多樂スパイス
HOME > Chinoma > ブログ【多樂スパイス】 > テリーのロボット型オーディオ

ADVERTISING

私たちについて
紺碧の将

テリーのロボット型オーディオ

2008.03.02

 再び北原照久さんのネタでございます。

 過日、本のための2度目の取材に北原氏の事務所を訪れた。

 事務所は、横浜にあるブリキのおもちゃ博物館前のマンションにある。全部で何部屋あるかわからないが、この事務所も多くのコレクションで埋め尽くされているのは言わずもがなである。とりわけ目を引くのが、ロボットの形をした特注のオーディオ装置。写真の通り、5体ものロボットがオーディオ装置を内蔵してデーンと仁王立ちしている。

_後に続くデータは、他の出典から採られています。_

PR #415, opened 2021-09-21
Set default value to TektonConfig object

### LINKED ISSUE #368: TektonConfig object gets created without any default values
Sometimes, webhook takes time to start and if the controller is started before it
it will create a `TektonConfig` object
but as webhook is not started the object will not have any default values.

```
  kind: TektonConfig
  metadata:
    name: config
  spec:
    addon: {}
    pipeline: {}
    profile: all
    pruner: {}

```

vinamra28:
# Changes

Currently when running the Tekton operator if the controller pod is up
and webhook pod is not ready the controller will create the TektonConfig
object and that TektonConfig object will not have any default values.

This PR add the default values to TektonConfig object whenever the CR
get's created by the Controller so that even if the webhook pod is not
ready the TektonConfig CR can still have the default values.

Closes #368

# Submitter Checklist

review them:

# Release Notes
```release-note
NONE
```

### DIFF
--- a/pkg/reconciler/shared/tektonconfig/instance.go
+++ b/pkg/reconciler/shared/tektonconfig/instance.go
@@ -91,7 +91,7 @@ func (tc tektonConfig) ensureInstance(ctx context.Context) {
 			logger.Errorf("error getting Tektonconfig, Name: ", instance.GetName())
 			return false, nil
 		}
-		err = tc.createInstance()
+		err = tc.createInstance(ctx)
 		if err != nil {
 			//log error and retry
 			logger.Errorf("error creating Tektonconfig instance, Name: ", instance.GetName())
@@ -108,7 +108,7 @@ func (tc tektonConfig) ensureInstance(ctx context.Context) {
 	}
 }
 
-func (tc tektonConfig) createInstance() error {
+func (tc tektonConfig) createInstance(ctx context.Context) error {
 	tcCR := &v1alpha1.TektonConfig{
 		ObjectMeta: metav1.ObjectMeta{
 			Name: common.ConfigResourceName,
@@ -120,7 +120,8 @@ func (tc tektonConfig) createInstance() error {
 			},
 		},
 	}
+	tcCR.SetDefaults(ctx)
 	_, err := tc.operatorClientSet.OperatorV1alpha1().
-		TektonConfigs().Create(context.TODO(), tcCR, metav1.CreateOptions{})
+		TektonConfigs().Create(ctx, tcCR, metav1.CreateOptions{})
 	return err
 }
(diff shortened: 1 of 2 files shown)


pkg/reconciler/shared/tektonconfig/tektonconfig.go
```diff
@@ -108,6 +108,8 @@ func (r *Reconciler) ReconcileKind(ctx context.Context, tc *v1alpha1.TektonConfi
 		return nil
 	}
 
+	tc.SetDefaults(ctx)
```
sm43, line 111: @vdemeester when we pass the object through defaulting in reconciler, do we also update the object in etcd?

nikhil-thomas: i think the defaulter won't do it. however, the next update action down in the code/reconciler will get it into etcd. 
so your concern is right.

The change in this patch should be moved to [here](https://github.com/tektoncd/operator/blob/main/pkg/reconciler/shared/tektonconfig/instance.go#L122)

nikhil-thomas: in fact, we can do it in both places, it should have the same effect.

nikhil-thomas: im fine with merging this as it is.

vinamra28: addressed the comment btw

pkg/reconciler/shared/tektonconfig/instance.go
```diff
@@ -120,6 +120,7 @@ func (tc tektonConfig) createInstance() error {
 			},
 		},
 	}
+	tcCR.SetDefaults(context.TODO())
```
vdemeester, line 123: I think this should use `ctx`, meaning `createInstance` should take a `context.Context` as argument, otherwise we colud miss actual configured defaults

pkg/reconciler/shared/tektonconfig/tektonconfig.go
vdemeester: We have the same in `tektoncd/pipeline`, as @nikhil-thomas said, it won't be stored in `etcd` but ain't such a big deal.

pkg/reconciler/shared/tektonconfig/instance.go
vinamra28: also there is [line](https://github.com/tektoncd/operator/pull/415/files/9a80ec5b834597476f58b4c01477d0e3fac304b1#diff-5559ff56481d7f8604560c6ceb814063d2b6873416abaadb45e63bc07d1f9db8R125) where context.TODO is used. Shall I change that also?

vdemeester: I don't see the line but.. maybe, yeah ?

vinamra28: maybe it was moved with my commit. I have changed that with the `ctx` [here](https://github.com/tektoncd/operator/pull/415/files#diff-5559ff56481d7f8604560c6ceb814063d2b6873416abaadb45e63bc07d1f9db8L124)

vdemeester (approved):
/lgtm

 まず、部屋に入るなり、北原さん(以下、テリーと記す)は新着のロボット型オーディオにつかつかと近寄り、それを購入した経緯を説明してくれる。オスカーとフィリップスを組み合わせたスピーカーは発注後、1年半かかってようやく到着したと言って、嬉しそうに音楽をかける。

 曲は、『レフトアローン』。

「どお? いい音でしょ?」

 なるほど、ええ音やなぁ。

「アンプはこれから作ってくれるって言うんだけど、また1年半くらいかかるみたいな話をしているよ」

 そりゃ、えらい長い話やなぁ。

 その後、2月に行われた自身の還暦パーティーの話に及び、あれが凄かったこれが凄かった、となかなか取材に入れるような雰囲気ではない。話が止まらなくて、それどころではないのだ。

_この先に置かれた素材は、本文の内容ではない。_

PR #32, opened 2017-04-06
Clean up the main() function

bgruening:
It seems that the current setup.py setup needs to have a clean main() function.
Anyone know what is the preferred Python way to handle such a setup? I have seen many projects that writes the `bin/*` on there own.

### DIFF
--- a/ephemeris/run_data_managers.py
+++ b/ephemeris/run_data_managers.py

 しかし、いつの間にか、本題に入っている。四方山話から取材にスーッと移行している。気がついたら、取材が始まっていたという感じなのだ。まさに理想的な展開と言える。

 今制作中のテリー本は「出会い」をテーマにしたものだ。人との出会いが人生を大きく変えてくれるということ。いや、それ以外に人生を大きく変えるものはないのかもしれない。自分だけで変わったように思えて、その実、そういうことはほとんどない。だいたい、誰かの影響によって、人間は変わっていくのだ。良い方向にも悪い方向にも。誰か、というのは、人それぞれだけど。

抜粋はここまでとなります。